Kobayashi ordered Shipley to provide her a list of patients whose records he objects to returning and ordered Green to provide a list of patients who are in urgent need of care.

Spear says he knows of at least six of his patients who have gone to the emergency rooms on Kauai because they have been unable to get their pain medications.

Emphasis added. It’s truly a weird situation when it’s up to a federal prosecutor to decide who is and who isn’t “in urgent need of care” and when a doctor has the burden of making a sufficient showing to get back patient records because the government is too busy to photocopy 3,000 pages.

Even if the evidence is extremely strong against a particular doctor, shouldn’t there be some protocol in place to transfer copies of patient records to an independent third party who actually has medical training so that he or she can made an intelligent evaluation of the medical needs of such patients?
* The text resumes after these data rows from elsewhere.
PR #293, opened 2020-06-03
put an LRU cache over unbox

mixmix:
```
/* NOTE
 * currently when flumedb passes messages to each view (index) it runs
 * an unbox on encrypted messaged FOR EVERY VIEW
 *
 * This is a temporary easy solution to reduce some wasted CPU cycles
 * without having to change deep things about flumedb
 */
```

This PR uses an LRU style cache to _bound_ the amount of the memory this unbox cache will use.

This needs to take into account index rebuilds in the context where you've just been given a private group key. This is why there's (untested) code which closes over the `flume.rebuild` function

### DIFF
--- a/autobox.js
+++ b/autobox.js
@@ -1,3 +1,4 @@
+const HLRU = require('hashlru')
 const { metaBackup } = require('./util')
 
 function isFunction (f) { return typeof f === 'function' }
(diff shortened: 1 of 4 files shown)


mixmix:
Note this is a very late night gesture at a solution ... I've seen parts of it working but expect it to be part-baked

mixmix:
Sigh, travis says _YES!_, ...but  it's only testing on Linux... and this is another one of those repos with a unix for-loop which kills windows?  (and it's got those utils / test files ... not sure how intense they are)

mixmix:
PR for tests on all platforms: https://github.com/ssbc/ssb-db/pull/297

mixmix:
tested with base indexes in `ssb-db`, result: 
- cuts indexing from 4.5min to 3.5min

I'm gonna merge and increase the cache size because I notice the views get out of sync, which then reduces the effectiveness in rebuild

Forcing people to go to the emergency room because the government can’t be bothered to operate a photocopier just doesn’t make any sense at all.

Alex DeLuca wrote a post on a related theme around the same time Dr. Spear was arrested. His point was that patients were instantly and inappropriately being reclassified as “addicts” the moment their doctor was arrested. Burden shifting is a favorite legal tool for slicing up reality into manageable categories, but these kinds of blanket record seizures shift burdens onto third parties against whom there is no claim at all of wrongdoing.